I'm also inclined to think you should sit back until you have a ff camera... but that's not what you asked. Bear in mind that my comments refer to their use on a 5D2, principally using live view. I do not believe it's possible to achieve accurate focus (that does justice to these lenses) using the viewfinder.

Among others (you have these), I own the the 2/25, the 1.4/35 and the 2/35. I find each is different. 

The 2/35 has a wonderful 3D-like image. The 1.4/35 has spherical aberration when wide open (this produces a glow around your subject and is probably why you found it difficult to focus.) It's the equal of the 2/35 at f/2.8 and is considerably sharper at f/8 - f/11. The 2/25 is the sharpest of the bunch - if anything it's at least as sharp as my 2/50.

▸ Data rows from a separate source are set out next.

PR #2155, opened 2024-04-06
g810-led: update to 0.4.3

androidnisse:
**Summary**
- No release notes found.

**Test Plan**

- Installed and checked commands worked, not tested on real hardware.

**Checklist**


davidjharder (approved):
Thanks for the update

PR #2156, opened 2024-04-06
gavl: include homepage

androidnisse:
**Summary**
- Add homepage to package.yml

**Test Plan**
- Checked homepage was added.

**Checklist**


davidjharder (changes requested):
Even thought this should be a simple rebuild just adding a homepage, there is a lot of change in the pspec.xml, and one symbol deletion (although, no packages report using that symbol).

Just to be safe, please test `frei0r` (the one reverse dependency of `gavl`) quickly; this probably requires running shotcut or kdenlive. I did a rebuild of frei0r, nothing changed. So I *think* this is all OK.

androidnisse:
All seemed fine when I ran those two programs, so it seems to work.

davidjharder (approved):
Thanks for checking

PR #2159, opened 2024-04-06
gdl: include homepage

androidnisse:
**Summary**
- Add homepage to package.yml
- Changed license

**Test Plan**
- Checked that homepage was added.

**Checklist**


algent-al (approved):
LGTM, thanks!

PR #2163, opened 2024-04-06
getdns: update to 1.7.3

androidnisse:
**Summary**
- Increase CMake required version 3.5 -> 3.20, because we need cmake_path for Absolute paths in pkg-config
- Updated to Stubby 0.4.3 quickfix release
- Release notes can be found [here](https://github.com/getdnsapi/getdns/releases).

**Test Plan**

- Rebuilt stubby against this

**Checklist**


algent-al (approved):
LGTM, thanks!@

PR #2167, opened 2024-04-06
gjitenkai: include homepage

androidnisse:
**Summary**
- Add homepage to package.yml

**Test Plan**
- Checked homepage was added

**Checklist**


packages/g/gjitenkai/package.yml
```diff
@@ -1,8 +1,9 @@
 name       : gjitenkai
 version    : 0.1.4
-release    : 3
+release    : 4
 source     :
     - https://github.com/odrevet/gjiten-kai/archive/refs/tags/v0.1.4.tar.gz : f84c2f2e930d71cf1817fa0a60d60e7649ed2ba5ee0ede16f9452005acc53a5c
+homepage   : https://github.com/odrevet/gjiten-kai
 license    : GPL-3.0
```
algent-al, line 7: GPL-3.0-or-later

algent-al (changes requested):
Let's use correct license.

algent-al (approved):
LGTM, thanks!

PR #2169, opened 2024-04-06
eopkg: Add unified eopkg py3/nuitka'd package

ermo:
**Summary**
This package would cleanly replace:
- The existing pure-python3 eopkg4 draft PR from Fabio
- python-eopkg (from Joey), which contains only the eopkg4 pure python libraries
- eopkg4-bin (from Hans), which is the currently in-testing method for getting python3-based eopkg4 code + PackageKit code onto Staff systems.

Hence, this package contains both the python3 library code, the pure python3 executables, the nuitka'd eopkg.bin standalone executable, and the nuitka'd eopkgBackend.bin PK backend.

Like ypkg, this package would enable like-for-like comparison between the pure .py3 scripts and nuitka'd standalone binariy archive.

In addition, the current rendition of eopkg is cleanly co-installable with the pisi package.

For backwards compatibilty, we set pickle protocol=2 when writing the pickle cache, which ensures that that users can use pisi (py2) and eopkg (py3/bin) interchangably.

It also contains commented out packaging statements to replace existing pisi-owned symlinks. These statements can be enabled later, should it be deemed desirable.

The resulting benefit to Solus is that we don't have to bump two or three different packages each time we make a change, but will now have it all consolidated in one place.

Note that the eopkg py2 implementation we currently use is called pisi, hence the suggestion by Joey to call this eopkg.

**Test Plan**

Built eopkg and tested using `eopkg4-bin`, `eopkg.bin` and `eopkg` (from pisi) to interchangably install and remove packages.

In addition, I enlisted @HarveyDevel and @sheepman4267 for testing the above with no issues reported. 

**Checklist**


packages/e/eopkg/package.yml
```diff
@@ -0,0 +1,88 @@
...
+
+    # We're not actually using self-execution. In this case, eopkg is using the -c flag as shorthand for --component, rather than for passing the program as a string (as is default python behavior).
+    nuitka3 --onefile --include-module=dbm.gnu --show-scons --no-deployment-flag=self-execution $workdir/eopkg-cli
+    nuitka3 --onefile --include-module=dbm.gnu $sources/PackageKit.git/backends/eopkg/eopkgBackend.py
+install    : |
+    # install the normal stuff
+    %python3_install
+
+    # useful to give insight for the for loop below
+    #tree $installdir/usr/bin
```
joebonrichie, line 66: nit: duplicated further down

joebonrichie (changes requested):
```yaml
replaces : 
    - eopkg4-bin
    - python-eopkg
```

Please update the `ypkg` builddep from `python-eopkg` to `eopkg` as well

packages/e/eopkg/package.yml
ermo: The first one is to be able to distinguish between what the %python3_install macro installs.

The final one is about being able to confirm what was installed in totality after the install section is complete (and whether it matches expectations)

joebonrichie:
You could possibly use a caret for the eopkg-python pkg like so
```yaml
patterns :
    - ^python-eopkg :
         - /a/list/of/paths
```

That why it would match our existing naming convention for python pkgs and we wouldn't have to deprecate the existing python-eopkg pkg, just move it's source origin. To accommodate that the initial rel num would need to be 2 _or_ we pull the existing python-eopkg pkg from ferryd first before landing this.

ermo:
> You could possibly use a caret for the eopkg-python pkg like so
> 
> ```yaml
> patterns :
>     - ^python-eopkg :
>          - /a/list/of/paths
> ```
> 
> That why it would match our existing naming convention for python pkgs and we wouldn't have to deprecate the existing python-eopkg pkg, just move it's source origin. To accommodate that the initial rel num would need to be 2 _or_ we pull the existing python-eopkg pkg from ferryd first before landing this.

This suggestion (with initial relnum = 2) has now been force-pushed to this branch.

It was tested against an unmodified ypkg build (v31-r182) and was found to work with the existing `python-eopkg` builddep specification in the ypkg package.yml as expected.

ermo:
Force pushed with a bump to `release: 3` to ensure that it replaces the existing `python-eopkg` (currently release: 2) if it gets merged.

ermo:
Force-pushed with latest PackageKit eopkg python backend commit.

ermo:
Need to figure out a solution for which package owns the /usr/share stuff in general, so re-marking as draft.

ermo:
@sheepman4267 I'd like for you to commandeer this.

sheepman4267:
> @sheepman4267 I'd like for you to commandeer this and get it in ASAP. I'm tired of the (IMO poor) dual package solution we currently have.

I'll do this when I get a minute.

packages/e/eopkg/package.yml
```diff
@@ -0,0 +1,132 @@
...
+    - python-packaging
+    - python-wheel
+    - python-xattr
+    - python-zstandard
+    - tree
+rundeps    :
+    #- ^eopkg-symlinks:
+    #    - eopkg
+    - ^python-eopkg :
+        - iksemel
```
joebonrichie, line 41: missing rundep on `python-xattr`

packages/e/eopkg/package.yml
```diff
@@ -0,0 +1,132 @@
+name       : eopkg
+version    : 4.0.0
+release    : 6
```
joebonrichie, line 3: Initial release can be 4 to safely update python-eopkg

joebonrichie (changes requested):
Squash existing commits and add two follow commits to deprecate eopkg4-bin and python-eopkg

packages/e/eopkg/package.yml
ermo: Ack.

packages/e/eopkg/package.yml
ermo: Ack.

joebonrichie (approved):

PR #2196, opened 2024-04-08
polylith: Update to version 0.2.19

olymk2:
**Summary**

Update to latest release
Changelog available [here](https://github.com/polyfy/polylith/releases/tag/v0.2.19)

**Test Plan**

Built and installed locally, ran poly version to check new version is returned.

**Checklist**

### DIFF
--- a/packages/p/polylith/pspec_x86_64.xml
+++ b/packages/p/polylith/pspec_x86_64.xml
@@ -16,7 +16,7 @@
     <Package>
         <Name>polylith</Name>
         <Summary xml:lang="en">Clojure tool for managing polylith projects</Summary>
-        <Description xml:lang="en">The poly tool helps you manage your polylith projects which introduces the architectural concept of “service level building blocks” which can be combined like LEGO® bricks to build our services and systems.
+        <Description xml:lang="en">The poly tool helps you manage your polylith projects which introduces the architectural concept of "service level building blocks" which can be combined like LEGO® bricks to build our services and systems.
 </Description>
         <PartOf>programming.tools</PartOf>
         <Files>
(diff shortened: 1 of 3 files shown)


packages/p/polylith/pspec_x86_64.xml
```diff
@@ -9,14 +9,14 @@
         <License>EPL-1.0</License>
         <PartOf>programming.tools</PartOf>
         <Summary xml:lang="en">Clojure tool for managing polylith projects</Summary>
-        <Description xml:lang="en">The poly tool helps you manage your polylith projects which introduces the architectural concept of “service level building blocks” which can be combined like LEGO® bricks to build our services and systems.
+        <Description xml:lang="en">The poly tool helps you manage your polylith projects which introduces the architectural concept of &#x201c;service level building blocks&#x201d; which can be combined like LEGO&#xae; bricks to build our services and systems.
```
davidjharder, line 12: Some sort of encoding error here. Please fix

davidjharder (changes requested):

packages/p/polylith/pspec_x86_64.xml
davidjharder: Hmmm, this might be a solus tooling bug then.

davidjharder: Yeah this is a bug, I get the same. To get around this, please replace the non-ascii quotes with ascii quotes and delete the (registered) character

olymk2: @davidjharder quotes replaced in spec and package file.

davidjharder:
Please squash your commits. The resulting commit should have the title and description from the first one here: 
Capture

olymk2:
@davidjharder squashed, I am not even sure how those came to be not commits messages I made so I don't 100% get why they existed

Issue #2095, opened 2024-04-02
Update poppler to 24.04.0  to avoid the crash with sound objets


FAb7D:
### Please confirm there isn't already an existing package update request

- [X] I have searched through package update requests

### Name

Poppler

### Version

24.04.0

### Link to the release notes or announcement.

https://poppler.freedesktop.org/

### Reason for updating

When I open pdf with sound annotation Okular  crash  ([https://bugs.kde.org/show_bug.cgi?id=484488](https://bugs.kde.org/show_bug.cgi?id=484488))

PR #2199, opened 2024-04-10
poppler: Update to 24.04.0

FAb7D:
**Summary**
Release notes can be found
[here](https://gitlab.freedesktop.org/poppler/poppler/-/blob/0aa1fe5c30a6c467c91bad8d81bd6c2f57fcb726/NEWS).

        -core:
         - Optimize page text extraction speed
         - Fix clipping path handling in some files.
         -  Fix regression in text selection
         -  Fix text search across lines between paragraphs 
         - Fix opening some malformed files. 
         - Skip drawing image when it has singular matrix. 
         - Fix crash on malformed files 
         - Small internal code cleanup

        -qt6:
         - Fix crash in SoundObject::data

        -utils:
         - pdfsig: Add Catalan translation
         - pdfdetach: Fix potential directory traversal 
         - pdfimages: Enable to print filenames to stdout.
         - pdfsig: Add visible name/date when signing an existing form signature fiel

       - build system:
         - Build code as C++20

Fixes getsolus/packages#2095

**Test Plan**
Open some pdf with sound annotation with Okular (that use poppler)

**Checklist**


joebonrichie (changes requested):
You can see that the ABI of `libpoppler.so` has been bumped. Packages linking against this will need to be rebuilt. You can try `whatuses libpoppler.so` to find out which packages need rebuilding.

Inkscape will need this patch: https://gitlab.com/inkscape/inkscape/-/commit/f7e944575ea5247952d23f85dfa905cfa13f7b28

FAb7D:
Too complicated, I'll give up for now

PR #2216, opened 2024-04-12
glava: include homepage

androidnisse:
**Summary**
- Add homepage to package.yml
- Change source

**Test Plan**
- Checked homepage was added
- Checked it built with new source

**Checklist**


algent-al (approved):
LGTM, thanks!

PR #2223, opened 2024-04-13
global: update to 6.6.12

androidnisse:
**Summary**
- Release notes can be found [here](https://lists.gnu.org/archive/html/info-global/2024-03/msg00000.html).

**Test Plan**
- Installed, created tags.

**Checklist**


algent-al (approved):
LGTM, thanks!

PR #2228, opened 2024-04-13
gnome-2048: include homepage

androidnisse:
**Summary**
- Add homepage to package.yml

**Test Plan**
- Checked homepage was added

**Checklist**


ReillyBrogan:
Closing since this was in the GNOME 46 PR

PR #2233, opened 2024-04-13
gnome-mines: include homepage

androidnisse:
**Summary**
- Add homepage to package.yml

**Test Plan**
- Checked homepage was added

**Checklist**


algent-al:
Adding the homepage was already been resolved with Gnome 46 stack.

PR #2491, opened 2024-05-07
mate-user-admin: Update config and add monitoring.yml

Staudey:
**Summary**

The project has changed their config structure to differentiate between admin users and regular users.
See [this commit](https://github.com/zhuyaliang/user-admin/commit/7011404a23ea3d54b43d1b3a9e8ae24501a0b205)

Additionally some of the user groups were no longer up-to-date with our `accountsservice` config.

Simply remove the `mate-user-admin`-specific config, so it grabs the defaults from `accountsservice`. This way we don't have to update this file when changes to our defaults happen.

**Test Plan**
- Created new admin and standard users and observed that there were no more error messages
- Confirmed users were in the correct groups

**Checklist**

### DIFF
--- a/packages/m/mate-user-admin/abi_used_symbols
+++ b/packages/m/mate-user-admin/abi_used_symbols
@@ -163,8 +163,8 @@ libglib-2.0.so.0:g_list_free
 libglib-2.0.so.0:g_log
 libglib-2.0.so.0:g_malloc
 libglib-2.0.so.0:g_mkstemp
-libglib-2.0.so.0:g_once_init_enter
-libglib-2.0.so.0:g_once_init_leave
+libglib-2.0.so.0:g_once_init_enter_pointer
+libglib-2.0.so.0:g_once_init_leave_pointer
 libglib-2.0.so.0:g_return_if_fail_warning
 libglib-2.0.so.0:g_slist_append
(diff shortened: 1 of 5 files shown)


davidjharder:
Just so I understand what this update is changing: 
- The old config did not differentiate between "admin" and "standard" users when creating them.
- The new config does: lightdm is now admin-only, sshd added to standard, etc.
- Existing users are unaffected, this is only for creation of new users
Anything I missed?

Staudey:
>     * The old config did not differentiate between "admin" and "standard" users when creating them.

Yes. Or rather it had no way to have different group configs between admin and standard users. By chance our config kinda continued working correctly because it just ignored the now invalid value and simply imported from `accountsservice`. I've now adjusted the patch so the group config is completely removed instead. This means it will always use our central defaults in the `accountsservice` package and we don't have to adjust this package-specific config when those defaults change.

>     * The new config does: lightdm is now admin-only, sshd added to standard, etc.

This was just the change to the upstream defaults, we had (and have) different group configs here

>     * Existing users are unaffected, this is only for creation of new users

Yes, this only applies when you create new users within the `mate-user-admin` app

davidjharder:
Hey @joebonrichie does this look sane?

joebonrichie (approved):

PR #2501, opened 2024-05-09
fltk: Update to 1.3.9

davidjharder:
**Summary**

- Update bundled libraries to current versions (README.bundled-libs.txt).
- Introduce bundled image library "prefixing" to avoid conflicts with system libraries.

Full release notes [here](https://www.fltk.org/articles.php?L1898) and [here](https://github.com/fltk/fltk/blob/a66273e72621887fcbd0ee5dca2dd133356d5d8a/CHANGES)

**Test Plan**

- Rev deps work still (octave, tigervnc, carla)

**Checklist**


ZachBacon (approved):
LGTM

PR #2505, opened 2024-05-09
Update foomatic

malfisya:
**Summary**

- foomatic-db: Update to 4.0.20240508
- foomatic-db-nonfree: Update to 4.0.20240508
- foomatic-db-engine: Rebuild against foomatic-db


packages/f/foomatic-db-engine/package.yml
```diff
@@ -13,8 +14,9 @@ builddeps  :
 rundeps    :
     - foomatic-db
 setup      : |
-    %configure
+    %configure_no_runstatedir
 build      : |
     %make
 install    : |
     %make_install
+    rm -rf $installdir/etc
```
davidjharder, line 22: What is this for?

malfisya: Hmm, I added it to remove this path `<Path fileType="config">/etc/foomatic</Path>` as we don't install to `/etc` right ? Now, I looked at the git history, this package has been installing something to `/etc` since [included](https://github.com/getsolus/packages/commit/d19ae8a6921da61e9ce92a572a77edfa9368b357#diff-84e6df7959551e8fa0cb6badf3642594a48848b1709f91d43ba7a92e1afa1811R29). Will look into this further.

malfisya: It is an empty folder directory. I think it was safe to remove. Marked this as resolved

davidjharder (approved):

davidjharder:
Foomatic has conveniently updated and deleted the old tarball. Can you update to `https://www.openprinting.org/download/foomatic/foomatic-db-4.0-20240513.tar.gz`

PR #2512, opened 2024-05-09
wget: update to 1.24.5 

androidnisse:
**Summary**
- Fix how subdomain matches are checked for HSTS.
- Fixes a minor issue where cookies may be leaked to the wrong domain
- Wget will now also parse the srcset attribute in <source> HTML tags
- Support reading fetchmail style "user" and "passwd" fields from netrc
- In some cases, prevent the confusing "Cannot write to... (success)" error messages
- Support extremely fast download speeds (TB/s).
- Previously this would cause Wget to crash when printing the speed
- Improve portability on OpenBSD to run the test suite
- Ensure that CSS URLs are corectly quoted

**Test Plan**
- Installed and downloaded a file.

**Checklist**

### DIFF
--- a/packages/w/wget/package.yml
+++ b/packages/w/wget/package.yml
@@ -1,6 +1,6 @@
 name       : wget
-version    : 1.21.5
-release    : 31
+version    : 1.24.5
+release    : 32
 source     :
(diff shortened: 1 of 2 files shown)


davidjharder:
This looks fine, but because `wget` is used all over the place, I think this should be merged after the sync. There is no security reason update quickly, correct?

androidnisse:
> This looks fine, but because `wget` is used all over the place, I think this should be merged after the sync. There is no security reason update quickly, correct?

That would be fine. There are only the changes in the summary as far as I know.

davidjharder (approved):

If I was buying one Zeiss for a full frame camera, it would be the 1.4/35. For a 1.6 crop, I think the 2/25 might be a slightly better choice however you're going to need a Zacuto Z-finder Pro 3x and a ff camera to get the most from it.

Edit - Just a comment to BozillaNZ... it's easy to outperform autofocus if you spend the time learning the technique. Of course, the point-and-grunt interface has it's place... you're welcome to it.


----------



## Michael_pfh (Jul 26, 2012)

The Zeiss 2/35 is a fine lens on both APS-C and APS-H. Hitting the focus right is a bit more difficult than with the 2/50 but you should be experienced with that. I have ordered a high contrast focusing screen to make my life a bit easier.


----------



## koolman (Jul 26, 2012)

I use the 50mm macro planar f/2 on my t2i. I received the lens as a gift. Its very sharp and contrasty. I find the electronic AF confirm quite useful, for all but close up maro work, where I use the LV.

This lens is unique, and can be used as a still life, macro, and portrait lens.


----------



## funkboy (Jul 26, 2012)

Given the investment you're looking to put in to Zeiss glass you'd be well served to subscribe to DigiLloyd. He has extensive reviews of every lens you've discussed.


----------



## noisejammer (Jul 27, 2012)

funkboy said:


> Given the investment you're looking to put in to Zeiss glass you'd be well served to subscribe to DigiLloyd. He has extensive reviews of every lens you've discussed.


I'll second that suggestion. Lloyd's "Zeiss Guide" has some good insight into all the ZE / ZF lenses. 
IMO, it's well worth the fee.


----------



## RGomezPhotos (Jul 30, 2012)

I have rented the Zeiss 35mm f1.4 for use on my Canon 50D and I think it's INCREDIBLE. With the crop factor, it's looking like a 50mm which I think is the Jack of all Trades focal length. For the portrait and fashion work, it's amazing on a crop camera. I bought a used Zeiss 50mm f1.4 and thinks its pretty darn close to the 35mm in image quality. Though it's less than half in price!

But if you cannot get the focus screen for the camera to match the lens, focusing will be a big problem. I wouldn't even bother with Zeiss if you can't get the focus screen for the camera.


----------



## Vonbon (Jul 30, 2012)

I have purchased Zeiss 2/25 at last. I compared both 2/35 and 2/25, both have very sharp and contrast IQ. But 2/35 has very strong CA, especially when we shot metallic or shining surfaces. 

While 2/35 is the cheapest modern Zeiss lens ($950), 2/25 has tack sharp IQ even wide open. Almost as good as my 2.8/21. I haven't try with my 5DMk2 + Lee Holder to test vignetting and IQ since its filter size only 67mm. This filter size is one thing that make we worry. Why don't they make in 72mm or 82mm?

PS: i try 2.8/15 too... it's super duperlicious, but the price is way too highhhh....


----------